Exercise objective: When a line below holds the string "DispatchSynchronizeTextChangesHelperAsync", show that line.

Supplied records:
PR #76932, opened 2025-01-26
Add new workspace event that gives handlers the opportunity to be processed immediately

ToddGrun:
This is in response to allocations seen when the CA process attempts to operate on a sourcetext version that has not been synchronized over. In those cases, the OOP process requests a full deserialization of the source text causing full buffer allocations in both VS and the CA process.

There are several points of asynchronicity in the current system around sending over buffer changes, reducing any of which would reduce the likelihood of needing this full serialization.

This PR removes one of those points of asynchronicity, specifically in the workspace eventing layer. Previously, all notiications were done on a delayed basis, by wrapping each notification in the WorkspaceSpace.ScheduleTask call from the RaiseWorkspaceChangedEventAsync method. This method allows callers to indicate they need to be called immediately upon the workspace change. As noted by a doc comment in the PR, these handlers should be very fast.

The numbers from speedometer came back looking pretty good (below). Another point of asynchronicity could be investigated around the usage of the _textChangeQueue ABWQ, but it might not be worth it as it looks like this change removes the majority of the serialization during typing. Other alternatives within the text syncing system such as allowing OOP to request a text change instead of the full buffer contents are also possible, but previous investigations into that ended up complicated and incomplete.

*** before allocations during typing in VS process ***
image

*** commit 3 allocations during typing in VS process ***
image

*** commit 17 allocations during typing in VS process ***
image

*** before allocations during typing in CA process ***
image

*** commit 3 allocations during typing in CA process ***
image

*** commit 17 allocations during typing in CA process ***
image


ToddGrun:
PR validation insertion pipeline: https://devdiv.visualstudio.com/DevDiv/_build/results?buildId=10897976&view=results

src/Workspaces/SharedUtilitiesAndExtensions/Compiler/Core/Log/FunctionId.cs
```diff
@@ -484,6 +484,8 @@ internal enum FunctionId
     Renamer_FindRenameLocationsAsync = 387,
     Renamer_ResolveConflictsAsync = 388,
 
+    Workspace_EventsImmediate = 389,
```
CyrusNajmabadi, line 487: I would keep this range free for rename

ToddGrun: Didn't see a good spot for a one-off id to add for Workspace events. Any suggestion?

CyrusNajmabadi: I'd just start a new range :-)

ToddGrun:
Moving out of draft mode as the numbers look pretty good. Still some serialization happening during typing, but it's a lot less than before and this change was pretty trivial. If code reviewers think adding this to the workspace level is not desirable, can look into other approaches.

CyrusNajmabadi (approved):

ToddGrun:
commit 5 PR validation pipeline run: https://devdiv.visualstudio.com/DefaultCollection/DevDiv/_build/results?buildId=10900641&view=results

src/EditorFeatures/Core/Remote/SolutionChecksumUpdater.cs
```diff
@@ -202,45 +203,62 @@ private void DispatchSynchronizeTextChanges(
...
-            // send out that text changes to remote side.
-            //
-            // the remote side, once got the text change, will again see whether it can use that text change information
-            // without any high cost and create new snapshot from it.
-            //
-            // otherwise, it will do the normal behavior of getting full text from VS side. this optimization saves
-            // times we need to do full text synchronization for typing scenario.
-            if (!oldDocument.TryGetText(out var oldText) ||
-                !newDocument.TryGetText(out var newText))
+            var ableToSync = false;
```
CyrusNajmabadi, line 206: consider just having a helper method (or local function) that just returns a bool.

src/Workspaces/Remote/ServiceHub/Services/AssetSynchronization/RemoteAssetSynchronizationService.cs
```diff
@@ -60,22 +61,39 @@ public ValueTask SynchronizeTextChangesAsync(
 
             using (RoslynLogger.LogBlock(FunctionId.RemoteHostService_SynchronizeTextAsync, cancellationToken))
             {
-                // Try to get the text associated with baseTextChecksum
-                var text = await TryGetSourceTextAsync(WorkspaceManager, workspace, documentId, baseTextChecksum, cancellationToken).ConfigureAwait(false);
-                if (text == null)
+                var ableToSync = false;
```
CyrusNajmabadi, line 64: same feedback.

src/EditorFeatures/Core/Remote/SolutionChecksumUpdater.cs
```diff
@@ -202,57 +197,68 @@ await client.TryInvokeAsync<IRemoteAssetSynchronizationService>(
...
-        //
-        // the remote side, once got the text change, will again see whether it can use that text change information
-        // without any high cost and create new snapshot from it.
-        //
-        // otherwise, it will do the normal behavior of getting full text from VS side. this optimization saves
-        // times we need to do full text synchronization for typing scenario.
-        using var _ = ArrayBuilder<(DocumentId id, Checksum textChecksum, ImmutableArray<TextChange> changes, Checksum newTextChecksum)>.GetInstance(out var builder);
-
-        foreach (var (oldDocument, newDocument) in values)
+        _ = _threadingContext.JoinableTaskFactory.RunAsync(async () =>
```
CyrusNajmabadi, line 204: we should def doc the design here.  make it clear why we've written it this way.

note: you can also use IAsyncToken here to track the work, allowing you to properly be able to unit test as well.

src/Workspaces/Core/Portable/Workspace/Workspace_Events.cs
```diff
@@ -59,14 +77,25 @@ protected Task RaiseWorkspaceChangedEventAsync(WorkspaceChangeKind kind, Solutio
...
 
-        var ev = GetEventHandlers<WorkspaceChangeEventArgs>(WorkspaceChangeEventName);
+        var ev = GetEventHandlers<WorkspaceChangeEventArgs>(WorkspaceChangedImmediateEventName);
+        WorkspaceChangeEventArgs args = null;
+        if (ev.HasHandlers)
+        {
+            using (Logger.LogBlock(FunctionId.Workspace_EventsImmediate, (s, p, d, k) => $"{s.Id} - {p} - {d} {kind.ToString()}", newSolution, projectId, documentId, kind, CancellationToken.None))
+            {
+                args = new WorkspaceChangeEventArgs(kind, oldSolution, newSolution, projectId, documentId);
+                ev.RaiseEvent(static (handler, arg) => handler(arg.self, arg.args), (self: this, args));
```
CyrusNajmabadi, line 87: aside, are these exception safe if the attached handler throws an exception?  i ask because the old system might have been ok ift he Task went into a faulted state.  i'm not sure about the new system.

src/Workspaces/Core/Portable/Workspace/Workspace_Events.cs
```diff
@@ -42,6 +43,23 @@ public event EventHandler<WorkspaceChangeEventArgs> WorkspaceChanged
         }
     }
 
+    /// <summary>
+    /// An event raised *immediately* whenever the current solution is changed. Handlers
+    /// should be written to be very fast.
```
jasonmalinowski, line 48:
```suggestion
    /// An event raised *immediately* whenever the current solution is changed. Handlers
    /// should be written to be very fast. Called on the same thread changing the workspace,
    /// which may vary depending on the workspace.
```

Just to make it clear which thread it's on (and that it's probably not great to depend on that).

src/Workspaces/Core/Portable/Workspace/Workspace_Events.cs
```diff
@@ -59,14 +77,25 @@ protected Task RaiseWorkspaceChangedEventAsync(WorkspaceChangeKind kind, Solutio
...
+        var ev = GetEventHandlers<WorkspaceChangeEventArgs>(WorkspaceChangedImmediateEventName);
+        WorkspaceChangeEventArgs args = null;
+        if (ev.HasHandlers)
+        {
+            using (Logger.LogBlock(FunctionId.Workspace_EventsImmediate, (s, p, d, k) => $"{s.Id} - {p} - {d} {kind.ToString()}", newSolution, projectId, documentId, kind, CancellationToken.None))
+            {
+                args = new WorkspaceChangeEventArgs(kind, oldSolution, newSolution, projectId, documentId);
+                ev.RaiseEvent(static (handler, arg) => handler(arg.self, arg.args), (self: this, args));
+            }
+        }
```
jasonmalinowski, line 89: Can we extract this bit into a local function so there's not repetition?

src/Workspaces/Core/Portable/Workspace/Workspace_Events.cs
jasonmalinowski: Oops asked this same question here: https://github.com/dotnet/roslyn/pull/76932#discussion_r1931416071 I think this might cause an issue now if this were to throw so probably best to handle that better.

ToddGrun: Any concern with me just changing RaiseEvent from using FatalError.ReportAndPropagate to instead use FatalError.ReportAndCatch (also, would it make sense to have the try/catch inside the foreach in that method?)

src/EditorFeatures/Core/Remote/SolutionChecksumUpdater.cs
ToddGrun: The intent is to fire-and-forget, but only yield the current thread if an async operation necessitates it.

Is GetChangeRanges expensive? It doesn't look to be to me, but maybe I'm missing an override? If it is expensive, the two conditions that use it could probably be removed, as they are very minor and specialized optimizations.

Will add some doc here

src/Workspaces/SharedUtilitiesAndExtensions/Compiler/Core/Log/FunctionId.cs
```diff
@@ -639,4 +639,9 @@ internal enum FunctionId
     VSCode_LanguageServer_Started = 860,
     VSCode_Project_Load_Started = 861,
     VSCode_Projects_Load_Completed = 862,
+
+    // 900-999 for items that don't fit into other categories.
```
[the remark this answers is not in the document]
ToddGrun: I wanted a catch-all group as I was tired scanning through trying to find the next available slot with all the other groups. Is the request here to change the starting range / size of the catch all group, or just not to have it?

src/EditorFeatures/Core/Remote/SolutionChecksumUpdater.cs
```diff
@@ -160,6 +144,17 @@ private void OnWorkspaceChanged(object? sender, WorkspaceChangeEventArgs e)
         }
     }
 
+    private void OnWorkspaceChangedImmediate(object? sender, WorkspaceChangeEventArgs e)
+    {
+        if (e.Kind == WorkspaceChangeKind.DocumentChanged)
+        {
+            var oldDocument = e.OldSolution.GetDocument(e.DocumentId);
+            var newDocument = e.NewSolution.GetDocument(e.DocumentId);
+            if (oldDocument != null && newDocument != null)
```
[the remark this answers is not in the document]
ToddGrun: Would an assert be sufficient here? As the old code was resilient to either not being found, I'd be slightly hesitant to throw on that.

src/Workspaces/Core/Portable/Workspace/Workspace_Events.cs
ToddGrun: Extracted into local method, slightly complicated by wanting to keep the args allocation to be just once

src/EditorFeatures/Core/Remote/SolutionChecksumUpdater.cs
```diff
@@ -53,9 +44,13 @@ internal sealed class SolutionChecksumUpdater
...
     private bool _isSynchronizeWorkspacePaused;
 
+    private readonly IThreadingContext _threadingContext;
+    private readonly CancellationToken _shutdownToken;
+
     public SolutionChecksumUpdater(
         Workspace workspace,
         IAsynchronousOperationListenerProvider listenerProvider,
+        IThreadingContext threadingContext,
         CancellationToken shutdownToken)
```
CyrusNajmabadi, line 54: I'm curious if the shutdown token is needed. Instead of just using the disposal token on the threading context

src/EditorFeatures/Core/Remote/SolutionChecksumUpdater.cs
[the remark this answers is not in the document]
CyrusNajmabadi: I don't mind the paranoia. Especially since the old code had it.

src/EditorFeatures/Core/Remote/SolutionChecksumUpdater.cs
```diff
@@ -202,57 +197,76 @@ await client.TryInvokeAsync<IRemoteAssetSynchronizationService>(
...
-        // times we need to do full text synchronization for typing scenario.
-        using var _ = ArrayBuilder<(DocumentId id, Checksum textChecksum, ImmutableArray<TextChange> changes, Checksum newTextChecksum)>.GetInstance(out var builder);
-
-        foreach (var (oldDocument, newDocument) in values)
+        // Attempt to inform the remote asset synchronization service as quickly as possible
+        // about the text changes between oldDocument and newDocument. By doing this, we can
+        // reduce the likelihood of the remote side encountering an unknown checksum and
+        // requiring a synchronization of the full document.
+        // This method uses JTF.RunAsync to create a fire-and-forget task. JTF.RunAsync will
+        // attempt to execute DispatchSynchronizeTextChangesHelperAsync synchronously if possible.
```
CyrusNajmabadi, line 209: But can this ever be synchronous?  It's an rpc call across processes after all.

src/VisualStudio/Core/Def/Remote/VisualStudioWorkspaceServiceHubConnector.cs
```diff
@@ -38,7 +40,7 @@ public void StartListening(Workspace workspace, object serviceOpt)
         }
 
         // only push solution snapshot from primary (VS) workspace:
-        _checksumUpdater = new SolutionChecksumUpdater(workspace, _listenerProvider, _disposalCancellationSource.Token);
+        _checksumUpdater = new SolutionChecksumUpdater(workspace, _listenerProvider, _threadingContext, _disposalCancellationSource.Token);
```
CyrusNajmabadi, line 43: If we have the threading context, we might be able to get rid of the disposal logic here and passing that ct along

src/Workspaces/Core/Portable/Workspace/Workspace_Events.cs
```diff
@@ -59,22 +78,40 @@ protected Task RaiseWorkspaceChangedEventAsync(WorkspaceChangeKind kind, Solutio
...
         {
             return Task.CompletedTask;
         }
+
+        static void RaiseEventForHandlers(
+            EventMap.EventHandlerSet<EventHandler<WorkspaceChangeEventArgs>> handlers,
+            WorkspaceChangeEventArgs args,
+            bool isImmediate)
+        {
+            var functionId = isImmediate ? FunctionId.Workspace_EventsImmediate : FunctionId.Workspace_Events;
```
CyrusNajmabadi, line 108: Consider just passing the funding id along instead of the bool

src/Workspaces/Core/Portable/Workspace/Workspace_Events.cs
```diff
@@ -59,22 +78,40 @@ protected Task RaiseWorkspaceChangedEventAsync(WorkspaceChangeKind kind, Solutio
...
+
+            using (Logger.LogBlock(functionId, (s, p, d, k) => $"{s.Id} - {p} - {d} {args.Kind.ToString()}", args.NewSolution, args.ProjectId, args.DocumentId, args.Kind, CancellationToken.None))
+            {
+                handlers.RaiseEvent(static (handler, args) => handler(args.NewSolution.Workspace, args), args);
```
CyrusNajmabadi, line 112: I def have concerns about exceptions. Can we try/catch with a fatalerror reporter?

src/Workspaces/Remote/ServiceHub/Services/AssetSynchronization/RemoteAssetSynchronizationService.cs
```diff
@@ -49,24 +49,39 @@ public ValueTask SynchronizeActiveDocumentAsync(DocumentId? documentId, Cancella
...
         {
-            var workspace = GetWorkspace();
+            var wasSynchronized = await SynchronizeTextChangesHelperAsync().ConfigureAwait(false);
 
-            using (RoslynLogger.LogBlock(FunctionId.RemoteHostService_SynchronizeTextAsync, cancellationToken))
+            var metricName = wasSynchronized ? "SucceededCount" : "FailedCount";
+            TelemetryLogging.LogAggregatedCounter(FunctionId.RemoteHostService_SynchronizeTextAsyncStatus, KeyValueLogMessage.Create(m =>
             {
-                foreach (var (documentId, baseTextChecksum, textChanges, newTextChecksum) in changes)
+                m[TelemetryLogging.KeyName] = nameof(RemoteAssetSynchronizationService) + "." + metricName;
```
CyrusNajmabadi, line 65: Consider constants for the two values so we don't keep allocating dupe strings.

CyrusNajmabadi (approved):
Signing mostly off.  I do want Jason to approve as well. And there look to be a few places we can clean up. I would like exception resilience thought about. Thanks!

src/EditorFeatures/Core/Remote/SolutionChecksumUpdater.cs
ToddGrun: I think they are different. VisualStudioWorkspaceServiceHubConnector has StartListening/StopListening methods, which drive the shutdownToken. However, I think the threadingContext's DisposalToken is driven by MEF and I don't think is disposed until VS shutdown.

ToddGrun: Just saw your other comment about VisualStudioWorkspaceServiceHubConnector. Let me think about that.

ToddGrun: It looks like right now, VisualStudioWorkspaceServiceHubConnector.StopListening is called on Workspace dispose. If I just send over the threadingContext and use it's cancellation token, are we ok with essentially just using a cancellation token from MEF dispose and not workspace dispose?

src/EditorFeatures/Core/Remote/SolutionChecksumUpdater.cs
ToddGrun: That's a good point, I'll update the comment. It can be sync right up to that RPC call (which is all we care about)

src/Workspaces/Core/Portable/Workspace/Workspace_Events.cs
ToddGrun: done!

src/Workspaces/Remote/ServiceHub/Services/AssetSynchronization/RemoteAssetSynchronizationService.cs
ToddGrun: Done!

src/Workspaces/Core/Portable/Workspace/Workspace_Events.cs
ToddGrun: From the other thread:

Any concern with me just changing RaiseEvent from using FatalError.ReportAndPropagate to instead use FatalError.ReportAndCatch (also, would it make sense to have the try/catch inside the foreach in that method?)

src/EditorFeatures/Core/Remote/SolutionChecksumUpdater.cs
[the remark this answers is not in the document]
ToddGrun: Went ahead and added just an assert

src/Workspaces/Core/Portable/Workspace/Workspace_Events.cs
ToddGrun: @jasonmalinowski -- any thoughts on change RaiseEvent to instead use FatalError.ReportAndCatch (and to move the try/catch inside the loop)?

ToddGrun: I went ahead and just made the change to switch to ReportAndCatch

ToddGrun:
@jasonmalinowski -- would love to get your feedback on the changes and any remaining concerns you may have that haven't been addressed as desired

sharwell:
For this specific performance improvement, I'm curious about the viability of an alternative approach:

1. Attempt to produce the solution for an incoming call
2. If any document is not already available, wait for queued synchronization events to be processed
3. Produce the solution for the incoming call under the original approach

CyrusNajmabadi:
@sharwell def feel free to explore that idea. The approach here is very simple and effective and sits on a model we have good understanding of. All this is doing is allowing the current approach to operate without unnecessary delays that impact its efficacy.

src/EditorFeatures/Core/Remote/SolutionChecksumUpdater.cs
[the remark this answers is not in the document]
CyrusNajmabadi: wfm.  if we hit it we can investigate.  but the retail code is sstill safe.

src/EditorFeatures/Core/Remote/SolutionChecksumUpdater.cs
```diff
@@ -202,57 +200,76 @@ await client.TryInvokeAsync<IRemoteAssetSynchronizationService>(
...
-            var state = await oldDocument.State.GetStateChecksumsAsync(cancellationToken).ConfigureAwait(false);
-            var newState = await newDocument.State.GetStateChecksumsAsync(cancellationToken).ConfigureAwait(false);
-
-            var textChanges = newText.GetTextChanges(oldText).AsImmutable();
-            builder.Add((oldDocument.Id, state.Text, textChanges, newState.Text));
-        }
+            var metricName = wasSynchronized ? "SucceededCount" : "FailedCount";
+            TelemetryLogging.LogAggregatedCounter(FunctionId.ChecksumUpdater_SynchronizeTextChangesStatus, KeyValueLogMessage.Create(m =>
+            {
+                m[TelemetryLogging.KeyName] = nameof(SolutionChecksumUpdater) + "." + metricName;
```
CyrusNajmabadi, line 222: it feels like this will continually allocate.  can we instead make these into constants?

src/EditorFeatures/Core/Remote/SolutionChecksumUpdater.cs
```diff
@@ -202,57 +200,76 @@ await client.TryInvokeAsync<IRemoteAssetSynchronizationService>(
...
+                m[TelemetryLogging.KeyValue] = 1L;
```
CyrusNajmabadi, line 223: is the idea that this will add 1 each time this happens?

src/EditorFeatures/Core/Remote/SolutionChecksumUpdater.cs
```diff
@@ -202,57 +200,76 @@ await client.TryInvokeAsync<IRemoteAssetSynchronizationService>(
...
+                m[TelemetryLogging.KeyMetricName] = metricName;
```
CyrusNajmabadi, line 224: why do we need this here, if it is encoded in KeyName above? is one of these redundant?

src/EditorFeatures/Core/Remote/SolutionChecksumUpdater.cs
```diff
@@ -202,57 +200,76 @@ await client.TryInvokeAsync<IRemoteAssetSynchronizationService>(
...
             return;
 
-        await client.TryInvokeAsync<IRemoteAssetSynchronizationService>(
-            (service, cancellationToken) => service.SynchronizeTextChangesAsync(builder.ToImmutableAndClear(), cancellationToken),
-            cancellationToken).ConfigureAwait(false);
+            async Task<bool> DispatchSynchronizeTextChangesHelperAsync()
+            {
+                var client = await RemoteHostClient.TryGetClientAsync(_workspace, _shutdownToken).ConfigureAwait(false);
+                if (client == null)
+                    return false;
```
CyrusNajmabadi, line 233: slightly odd that this would show up as 'failure'.  this means a customer who has OOP off will show has massively failing this op.  i think this should maybe count as 'success' or perhaps NA so we don't get the wrong idea about being in a bad statee.

src/EditorFeatures/Core/Remote/SolutionChecksumUpdater.cs
ToddGrun: Oops, I changed the other one to constants, but not this one. Will change

src/EditorFeatures/Core/Remote/SolutionChecksumUpdater.cs
ToddGrun: Yes, the LogAggregatedCounter will add the specified amount to the counter

src/EditorFeatures/Core/Remote/SolutionChecksumUpdater.cs
CyrusNajmabadi: yeah.  let's keep this as is.  i've looked at hte code and i'm not sure how to reconcile the different Disposes/CTs.  So let's not change that  now.

src/Workspaces/Core/Portable/Workspace/Workspace_Events.cs
CyrusNajmabadi: yes.  please ReportAndCatch. We really do not our eventing to ever get into a failed state (or corrupt the WS).

src/Workspaces/Remote/ServiceHub/Services/AssetSynchronization/RemoteAssetSynchronizationService.cs
```diff
@@ -49,24 +54,40 @@ public ValueTask SynchronizeActiveDocumentAsync(DocumentId? documentId, Cancella
...
-            var workspace = GetWorkspace();
+            var wasSynchronized = await SynchronizeTextChangesHelperAsync().ConfigureAwait(false);
+
+            var metricName = wasSynchronized ? SynchronizeTextChangesAsyncSucceededMetricName : SynchronizeTextChangesAsyncFailedMetricName;
+            var keyName = wasSynchronized ? SynchronizeTextChangesAsyncSucceededKeyName : SynchronizeTextChangesAsyncFailedKeyName;
+            TelemetryLogging.LogAggregatedCounter(FunctionId.RemoteHostService_SynchronizeTextAsyncStatus, KeyValueLogMessage.Create(m =>
+            {
+                m[TelemetryLogging.KeyName] = keyName;
+                m[TelemetryLogging.KeyValue] = 1L;
+                m[TelemetryLogging.KeyMetricName] = metricName;
```
CyrusNajmabadi, line 73: same comment if we need the keyname and metric name esp if hte keyname contains the metric name.

CyrusNajmabadi:
with your latest changes, i feel fine with this going in (even without Jason signing off).  he will eventuallyget around to looking at this.

src/EditorFeatures/Core/Remote/SolutionChecksumUpdater.cs
ToddGrun: This ends up down in AbstractAggregatingLog.Log. That code requires KeyName/KeyValue to be specified, and if KeyMetricName isn't specified, falls back to KeyName to be the metricName.

I can look into whether there are callers that depend on that behavior, and if not, remove that parameter. However, I'd prefer not to as even if that could be removed, it would add an allocation to strip out the metricname from the keyname.

ToddGrun:
@sharwell has an alternative approach which he's going to try out. I'll get perf numbers on his approach once it's ready and then we can evaluate how to proceed.

---
In reply to: [2628571096](https://github.com/dotnet/roslyn/pull/76932#issuecomment-2628571096) [](http://example.com/codeflow?ancestors=2628571096)

ToddGrun:
Latest test insertion: https://dev.azure.com/devdiv/DevDiv/_git/VS/pullrequest/607891 (based on commit 14)

ToddGrun:
Alternative proposed implementation by Sam here: https://github.com/dotnet/roslyn/pull/77059

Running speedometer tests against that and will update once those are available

Your solution:
+        // attempt to execute DispatchSynchronizeTextChangesHelperAsync synchronously if possible.
+            async Task<bool> DispatchSynchronizeTextChangesHelperAsync()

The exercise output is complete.